Look who's getting precious about it now!

If you don't understand someone's point of view call them righteous and add the word "ism" to whatever you think sounds smart!

And just because you want to believe the change, however small, is pointless, doesn't mean you can shove it down my throat.

Yup, that sounds about right!


----------



## bp122 (17 Aug 2022)

And for someone who said I don't have a scooby of who you are or what your story is , you just formed a bunch of assumptions about me and how I integrate with my community. The irony is amusing here, but not apparent to you. But hey, we all think we are cool and laid back until someone challenges us, and then all the cool just jumps out of a window and we start dissecting the challenger's comments bit by bit, and sometimes we still don't get the point! 

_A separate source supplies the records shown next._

PR #95, opened 2017-01-06
Modified flow extractor in rpc_job_process

nnDarshan:
As of now the extractor can parse the flow only if it
is in global namespace, this has been modified to handle
flows that are tied to object.

tendrl-spec: segragate_object_specific_flows
tendrl-bug-id: Tendrl/common#94


nnDarshan:

PR #1046, opened 2018-08-02
Fixing expand re-run issue

GowthamShanmugam:
tendrl-bug-id: Tendrl/commons#1039
bugzilla: 1596655


GowthamShanmugam:

tendrl/commons/flows/utils.py
```diff
@@ -168,14 +168,23 @@ def acquire_node_lock(parameters):
                 if p_job_id == lock_owner_job:
                     continue
                 else:
-                    raise FlowExecutionFailedError(
-                        "Cannot proceed further, "
-                        "Node (%s) is already locked "
-                        "by Job (%s)" % (
-                            node_id,
-                            lock_owner_job
+                    # if lock owner job not none and it is not
```
shtripat: The comment should be like `if the locker owner job is already finished or failed, we should allow other flows to acquire the lock.`

Issue #1052, opened 2018-08-28
 Repeated Import (and Unmanage) fails: Timing out import job, Cluster data still not fully updated


GowthamShanmugam:

GowthamShanmugam:
For now, i am closing this issue

PR #1053, opened 2018-08-28
Repeated Import (and Unmanage) fails: Timing out import job, Cluster data still not fully updated

GowthamShanmugam:
tendrl-bug-id: Tendrl/commons#1052
bugzilla: 1616005

### DIFF
--- a/tendrl/commons/objects/cluster/atoms/delete_monitoring_details/__init__.py
+++ b/tendrl/commons/objects/cluster/atoms/delete_monitoring_details/__init__.py
@@ -2,6 +2,7 @@ import time
 import uuid
 
 from tendrl.commons import objects
+from tendrl.commons.utils import etcd_utils
 from tendrl.commons.utils import log_utils as logger
 
 
@@ -36,9 +37,13 @@ class DeleteMonitoringDetails(objects.BaseAtom):
             payload=payload
         ).save()
 
-        # Wait for 2 mins for the job to complete
+        # Find number jobs in a queue
+        queue = etcd_utils.read("/queue")
+        no_of_jobs = sum(1 for x in queue.leaves)
+        # Wait for 2 mins for the job to complete +
+        # 5 sec per 5 job for waiting time in a queue
         loop_count = 0
-        wait_count = 24
+        wait_count = 24 + (no_of_jobs / 5)
         while True:
             child_job_failed = False
             if loop_count >= wait_count:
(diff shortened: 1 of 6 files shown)


tendrl/commons/objects/cluster/atoms/delete_monitoring_details/__init__.py
```diff
@@ -36,9 +37,15 @@ def run(self):
             payload=payload
         ).save()
 
-        # Wait for 2 mins for the job to complete
+        # Find number jobs in a queue
+        no_of_jobs = 0
+        queue = etcd_utils.read("/queue")
+        for _ in queue.leaves:
```
shtripat: on `queue.leaves` there should be a way to get length using iterators I feel

shtripat: you can use `len(queue._children)` as that `_children` returns a list

GowthamShanmugam: _children is a private variable, is it correct to use this in our code?

tendrl/commons/objects/cluster/atoms/delete_monitoring_details/__init__.py
```diff
@@ -36,9 +37,13 @@ def run(self):
             payload=payload
         ).save()
 
-        # Wait for 2 mins for the job to complete
+        # Find number jobs in a queue
+        queue = etcd_utils.read("/queue")
+        no_of_jobs = sum(1 for x in queue.leaves)
```
anmolsachan: What jobs are we looking to wait for here (Which will be in new or processing state ) ? Ideally in import scenario , if it fails or it passes, all the jobs will be marked as failed or finished. Can you please give a scenario where this is happening.

GowthamShanmugam: we are actually giving waiting time for child job to stopping integration service and stopping monitoring service. let's take example stopping integration service: 
we are giving waiting time for child jobs like (no.of.nodes* 2) and sleeping time is 5. So if we use 2 storage nodes then 2*2 = 4 and 4*5 =20 so 10 sec per each job. So this time is only to stop the gluster-integration.  What about the job waiting time in a queue. when a job is pushed into the queue then 20 sec are started. but still, a job is waiting in a queue to process by some node. So a problem occurs when there is a huge number of jobs in a queue. Before job picked by any one of the nodes, the unmanaged is flow is marked as timed out from stopping tendrl service atom.

So as per this logic i am calculating number jobs in a queue and i am deciding waiting time

GowthamShanmugam: it is not about job state new or processing or finished. we need to know number of jobs in a queue and set waiting time of atom. Because we have to give sometime to the job thread to pickup the job. then we have to start out reqular waiting time to finish the job

anmolsachan: Understood

GowthamShanmugam:
This issue is not required for now, i am closing this

Issue #1054, opened 2018-09-11
tendrl-commons package should depend on specific minimal version of ansible


dahorak:
Accordingly to Tendrl/commons/issues/944 and discussion on [gitter](https://gitter.im/Tendrl/tendrl-devel?at=5b96a3a9e481f854a69a93c2) `tendrl-commons` depends on ansible in version 2.5 or higher:
> we are actually changed tendrl code based on ansible 2.5 releases,
> So it won't work with ansible 2.4 series. We are already have issue for
> this and fixed https://github.com/Tendrl/commons/issues/944#event-1595594115

But in [package requirements](https://github.com/Tendrl/commons/blob/master/tendrl-commons.spec#L16) it is only `ansible` without any version specified (output truncated):
```
# rpm -qR tendrl-commons 
ansible
...
```

This *"inconsistency"* between real and specified requirements leads to unexpected and hardly understandable issues like this: https://www.redhat.com/archives/tendrl-devel/2018-June/msg00008.html

More detailed description
--------------------------------
Package `ansible` in version `2.4.2.0-2.el7` is available in `extras` repository (by default available and enabled on any freshly installed CentOS machine).
Package `ansible` in version `2.6.3-1.el7` is available from `epel` repository, which have to be additionally added (manually or in our case automatically by *tendrl-ansible*'s `site.yml` playbook).

When I'll follow the *tendrl-ansible*'s installation instructions and I'll firstly install `tendrl-ansible` on freshly installed Tendrl Server machine, it will automatically install ansible-2.4 from the `extras` repository as a dependency.
As a next step, I'll launch `site.yml` playbook, which will add `epel` repository on Tendrl Server and all Gluster Storage Servers.
Then it will install `tendrl-commons` package. Since this package depends on *any* version of `ansible`, it will install latest available `ansible` (`2.6` from `epel` repository) on all Gluster Storage Servers, but didn't automatically update the existing `ansible-2.4` on Tendrl Server.

Expected state
-------------------
If `tendrl-commons` requires specific minimal version of `ansible`, it should be defined also in the package requirements, so it will be ensured, that the correct version of `ansible` is installed together with the `tendrl-commons` package.

GowthamShanmugam:
@TimothyAsir

dahorak:
[...]

PR #1055, opened 2018-09-11
specify minimal required ansible version

dahorak:
- fixes Tendrl/commons/issues/1054

Signed-off-by: Daniel Horak <dahorak@redhat.com>

### DIFF
--- a/setup.py
+++ b/setup.py
@@ -112,7 +112,7 @@ setup(
     license="LGPL-2.1+",
     zip_safe=False,
     install_requires=[
-        "ansible",
+        "ansible>=2.5",
         "psutil",
         "python-etcd",
         "python-dateutil",
--- a/tendrl-commons.spec
+++ b/tendrl-commons.spec
@@ -13,7 +13,7 @@ BuildRequires: python-mock
 BuildRequires: python-six
 BuildRequires: systemd
 
-Requires: ansible
+Requires: ansible >= 2.5
 Requires: python-maps
 Requires: python-dateutil
 Requires: python-dns


dahorak:
run tests

dahorak:
There might be some problem with the running ansible updating itself on the Tendrl server. I'll need to debug it slightly more deeply.

dahorak:
This patch might cause update of ansible package on Tendrl Server, when ansible-playbook is running (with `site.yml`), which probably cause [following error](https://ci.centos.org/job/tendrl-2-1-cluster-gluster-install/594/console):
```
TASK [tendrl-ansible.tendrl-server : Configure etcd and graphite ip addr in node-agent.conf.yaml] ***
task path: /usr/share/ansible/roles/tendrl-ansible.tendrl-server/tasks/tendrl-node-agent.yml:12
The full traceback is:
  File "/usr/lib/python2.7/site-packages/ansible/executor/task_executor.py", line 96, in run
    try:
  File "/usr/lib/python2.7/site-packages/ansible/executor/task_executor.py", line 296, in _run_loop
    if loop_var in task_vars:
  File "/usr/lib/python2.7/site-packages/ansible/executor/task_executor.py", line 528, in _execute
  File "/usr/lib/python2.7/site-packages/ansible/plugins/action/normal.py", line 43, in run
    wrap_async = self._task.async_val and not self._connection.has_native_async
AttributeError: 'Task' object has no attribute 'async_val'

fatal: [n53.dusty.ci.centos.org]: FAILED! => {
    "msg": "Unexpected failure during module execution.", 
    "stdout": ""
}
```

I'm not sure now, what is the best solution for this.

anmolsachan:
@dahorak If we update the spec file of tendrl-ansible itself ( https://github.com/Tendrl/tendrl-ansible/blob/4acae343ad4fab4f16ce330e047403374d0cb7a6/tendrl-ansible.spec#L15 ) , Wouldn't it solve the issue ?

dahorak:
As I wrote under [the related issue](https://github.com/Tendrl/commons/issues/1054#issuecomment-420205490), the main "problem" here is, that the expected *ansible* version (2.6) is in *epel* repository, which is added "automatically" when *tendrl-ansible*'s `site.yml` playbook is executed.
Based on the current documentation, when *tendrl-ansible* is installed, only the older version of *ansible* is available (from *CentOS-7 - Extras*). So we should also update the (pre)installation instructions to add *epel* repository manually before *tendrl-ansible* package is installed.

mbukatov:
@anmolsachan  both tendrl-ansible and tendrl-commons requires ansible, so both should specify the minimal version. In upstream, one can try to use tendrl-ansible on another machine or install it from git repo, and in such case, minimal version in tendrl-commons will have it's effect.

GowthamShanmugam:
@dahorak Need to specify the minimum version of ansible in setup.py also, otherwise it won't work when I do
python setup.py, install.

GowthamShanmugam:
LGMT

anmolsachan:
LGTM

shtripat:
LGTM

shtripat:
Fix the commit message, pep8 and squash in one commit.

PR #1059, opened 2018-10-05
Changed the md5 algo to sha512 for FIPS compliance

shtripat:
tendrl-bug-id: Tendrl/commons/issues/1058


nthomas-redhat:
@shtripat , Please check the UT failures

PR #1061, opened 2018-10-11
Added job for profiling after import

anmolsachan:
tendrl-bug-id: Tendrl/commons#1062
bugzilla: 1638314
Signed-off-by: Anmol Sachan anmol13694@gmail.com

### DIFF
--- a/tendrl/commons/flows/import_cluster/__init__.py
+++ b/tendrl/commons/flows/import_cluster/__init__.py
@@ -1,14 +1,17 @@
+import datetime
 import etcd
 import json
 import re
 import sys
 import traceback
+import uuid
 
 
 from tendrl.commons import flows
 from tendrl.commons.flows.exceptions import FlowExecutionFailedError
 from tendrl.commons.objects import AtomExecutionFailedError
 from tendrl.commons.utils import etcd_utils
+from tendrl.commons.utils import log_utils as logger
 
 
 class ImportCluster(flows.BaseFlow):
@@ -109,6 +112,54 @@ class ImportCluster(flows.BaseFlow):
                 _cluster.current_job['status'] = "finished"
                 _cluster.is_managed = "yes"
                 _cluster.save()
+
+                # Creating a job to enable/disable profiling based on flag
+                # selected while import flow. This job is separate from
+                # import flow and not a child flow. This could be tracked
+                # independently once import if over.
+                if _cluster.volume_profiling_flag != "leave-as-is":
+                    # Possible  cluster.volume_profiling_state are enabled,
+                    # disabled and mixed
+                    # Possible cluster.volume_profiling_flag are enable,
+                    # disable and leave-as-is.
+                    # Below we compare the given above ( state and flag)
+                    if (_cluster.volume_profiling_state !=
+                            _cluster.volume_profiling_flag + "d"):
+                        _job_id = str(uuid.uuid4())
+                        params = {"TendrlContext."
+                                  "integration_id":
+                                      NS.tendrl_context.integration_id,
+                                  "Cluster.volume_profiling_flag":
+                                      _cluster.volume_profiling_flag
+                                  }
+                        payload = {"tags": ["provisioner/%s" %
+                                            NS.tendrl_context.integration_id],
+                                   "run": "gluster.flows.EnableDisableVolume"
+                                          "Profiling",
+                                   "status": "new",
+                                   "parameters": params,
+                                   "type": "sds",
+                                   "created_at": (datetime.datetime.
+                                                  utcnow().strftime
+                                                  ('%Y-%m-%d %H:%M:%SZ')),
+                                   "created_from": "BackendFlow"
+                                   }
+                        NS.tendrl.objects.Job(
+                            job_id=_job_id,
+                            status="new",
+                            payload=payload
+                        ).save()
+                        logger.log(
+                            "info",
+                            NS.publisher_id,
+                            {"message": "Created job ( %s ) for profiling. "
+                                        "The job could be tracked independent"
+                                        "ly once this import job is completed"
+                                        "." % _job_id},
+                            job_id=self.parameters['job_id'],
+                            flow_id=self.parameters['flow_id']
+                        )
+
         except (FlowExecutionFailedError,
                 AtomExecutionFailedError,
                 Exception) as ex:


anmolsachan:
@shtripat @nthomas-redhat @GowthamShanmugam Please review.

tendrl/commons/flows/import_cluster/__init__.py
```diff
@@ -109,6 +112,46 @@ def run(self):
                 _cluster.current_job['status'] = "finished"
                 _cluster.is_managed = "yes"
                 _cluster.save()
+
+                # Creating a Job to do the profiling task. This job is
```
shtripat: `Creating a job to enable/disable profiling based on flag selected while import flow. This job is separate from import flow and not a child flow. This could be tracked independently once import if over.`

Does this make more sense?

tendrl/commons/flows/import_cluster/__init__.py
```diff
@@ -109,6 +112,46 @@ def run(self):
...
+                #  separate from the import flow.
+                if _cluster.volume_profiling_flag != "leave-as-is":
+                    if (_cluster.volume_profiling_state !=
+                            _cluster.volume_profiling_flag+"d"):
```
shtripat: We should add some comment here explaining why we are adding `d` at the last to check `_cluster.volume_profiling_state`. I feel its because valid values of `_cluster.volume_profiling_state` are `Enabled`, `Disabled` and `Mixed`.
Please add comment to explain the same.

tendrl/commons/flows/import_cluster/__init__.py
```diff
@@ -109,6 +112,46 @@ def run(self):
...
+                        _job_id = str(uuid.uuid4())
+                        params = {"TendrlContext.integration_id":
```
shtripat: Shouldnt we pass the whole import cluster flow's parameters here?

tendrl/commons/flows/import_cluster/__init__.py
```diff
@@ -109,6 +112,46 @@ def run(self):
...
+                                            NS.tendrl_context.integration_id],
+                                   "run": "gluster.flows.EnableDisableVolume"
+                                          "Profiling",
+                                   "status": "new",
+                                   "parameters": params,
+                                   "type": "sds",
+                                   "created_at": (datetime.datetime.
+                                                  utcnow().strftime
+                                                  ('%Y-%m-%d %H:%M:%SZ')),
+                                   "created_from": "BackendSpecialCase"
```
shtripat: `backend_flow`

tendrl/commons/flows/import_cluster/__init__.py
```diff
@@ -109,6 +112,46 @@ def run(self):
...
+                                   }
+                        NS.tendrl.objects.Job(
+                            job_id=_job_id,
+                            status="new",
+                            payload=payload
+                        ).save()
+                        logger.log(
+                            "info",
+                            NS.publisher_id,
+                            {"message": "Created job ( %s ) for profiling. "
```
shtripat: `Created job (%s) for enable/disable profiling. The job could be tracked independently once this import job is completed.`
Does this look better?

anmolsachan: yes, Will do the change

tendrl/commons/flows/import_cluster/__init__.py
```diff
@@ -109,6 +112,54 @@ def run(self):
...
+                # import flow and not a child flow. This could be tracked
+                # independently once import if over.
+                if _cluster.volume_profiling_flag != "leave-as-is":
+                    # Possible  cluster.volume_profiling_state are enabled,
+                    # disabled and mixed
+                    # Possible cluster.volume_profiling_flag are enable,
+                    # disable and leave-as-is.
+                    # Below we compare the given above ( state and flag)
+                    if (_cluster.volume_profiling_state !=
+                            _cluster.volume_profiling_flag + "d"):
```
GowthamShanmugam: i think we can modify this condition like "if _cluster.volume_profiling_flag in _cluster.volume_profiling_state" or create a map {"enabled": enable, "disabled": "disable"} and use the map here. appendind "d" and end i feel not good.

anmolsachan: I thought of doing the similar earlier, but then I realized that for just one comparison it would complicate the logic. I added the comments to understand what is happening. Is it fine ?

GowthamShanmugam:
Profiling enabling logic is blocking cluster-integration sync, It will take huge time for the cluster which has a large number of volumes. So by this time volumes details may be deleted by TTL.

@shtripat @cloudbehl we need some logic to handle this here, otherwise no use of reducing import time.

GowthamShanmugam:
Profiling enabling logic is blocking cluster-integration sync, It will take huge time for the cluster which has a large number of volumes. So by this time volumes details may be deleted by TTL.

@shtripat @cloudbehl we need some logic to handle this here, otherwise no use of reducing import time.

GowthamShanmugam:
Profiling enabling logic is blocking cluster-integration sync, It will take huge time for the cluster which has a large number of volumes. So by this time volumes details may be deleted by TTL.

@shtripat @cloudbehl we need some logic to handle this here, otherwise no use of reducing import time.

GowthamShanmugam:
Profiling enabling logic is blocking cluster-integration sync, It will take huge time for the cluster which has a large number of volumes. So by this time volumes details may be deleted by TTL.

@shtripat @cloudbehl we need some logic to handle this here, otherwise no use of reducing import time.

tendrl/commons/flows/import_cluster/__init__.py
GowthamShanmugam: Profiling enabling logic is blocking cluster-integration sync, It will take huge time for the cluster which has a large number of volumes. So by this time volumes details may be deleted by TTL.

GowthamShanmugam:
Profiling enabling logic is blocking cluster-integration sync, It will take huge time for the cluster which has a large number of volumes. So by this time volumes details may be deleted by TTL.

@shtripat @cloudbehl we need some logic to handle this here, otherwise no use of reducing import time.

tendrl/commons/flows/import_cluster/__init__.py
GowthamShanmugam: Profiling enabling logic is blocking cluster-integration sync, It will take huge time for the cluster which has a large number of volumes. So by this time volumes details may be deleted by TTL.

@shtripat @cloudbehl we need some logic to handle this here, otherwise no use of reducing import time.

anmolsachan:
Closing this as a better way was found. Decided to keep profiling in the beginning of the import, within the flow.

Issue #1074, opened 2019-01-11
In upstream code import is failing when no volumes present in the cluster


GowthamShanmugam:

GowthamShanmugam:
this issue is fixed

PR #1075, opened 2019-01-11
Import is failing with new profiling code when no volumes present in the cluster

GowthamShanmugam:
tendrl-bug-id: Tendrl/commons#1074
bugzilla: 1676897

### DIFF
--- a/tendrl/commons/objects/cluster/atoms/import_cluster/__init__.py
+++ b/tendrl/commons/objects/cluster/atoms/import_cluster/__init__.py
@@ -58,14 +58,15 @@ class ImportCluster(objects.BaseAtom):
                         return False
                 else:
                     logger.log(
-                        "error",
+                        "warning",
                         NS.publisher_id,
-                        {"message": "Failed to fetch volumes info for "
-                                    "enable/disable profiling."},
+                        {"message": "Unable to find list of volumes in a "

Anyway, I'm done because this has reached a point where I really don't see the point in engaging. But, you can carry on if you like, there are lot more statements to go through and dissect.


----------



## shed9 (17 Aug 2022)

I'll wager (admittedly a bunch of formed ironic assumptions on my part) that popcorn sales are strong around Haddenham.


----------



## JimJay (18 Aug 2022)

I have to admit that the first thing to cross my mind on reading the initial rant was that perhaps the "culprit" was from another area and had no idea what the bin colours denoted. They probably thought that "in a bin is better than on the pavement", and in a sane world they'd have been correct; given the current state of things it certainly seems that officious Bin Police and sleepless nights worrying over what goes in which receptacle is akin to fiddling while Rome burns.....


----------



## sawtooth-9 (18 Aug 2022)

bp122 said:


> Sorry that my annoyance of the stupidity of people who don't care about the environment annoys you, mate.
> 
> And never has it been stated that this is my biggest issue.
> 
> So, thanks for your contribution


It does not annoy me. Some people are really stupid and don't give a toss - that annoys me too
We should all care for our environment.
It might have gone into a wrong bin, but at least it didn't end up in the waterways.
I only question whether this transgression warranted a post.
Many have raised the issue of plastics on beaches and put the responsibility onto the companies that produce these products.
I suspect that a major contributor to this problem is the way we retail products. All packaged and coded to suit our retail system.
This comes from someone who spent many years developing packaging for a major UK based multinational.


----------



## bp122 (18 Aug 2022)

sawtooth-9 said:


> It does not annoy me. Some people are really stupid and don't give a toss - that annoys me too
> We should all care for our environment.
> It might have gone into a wrong bin, but at least it didn't end up in the waterways.
> I only question whether this transgression warranted a post.
> ...


I agree, it did not warrant a post, but it's an off topic discussion (mainly a rant). It wasn't a clickbait (another thing I really hate, and IS a first world problem) which said "read this if you want a free Festool domino". In another life, this would have been a discussion in a pub!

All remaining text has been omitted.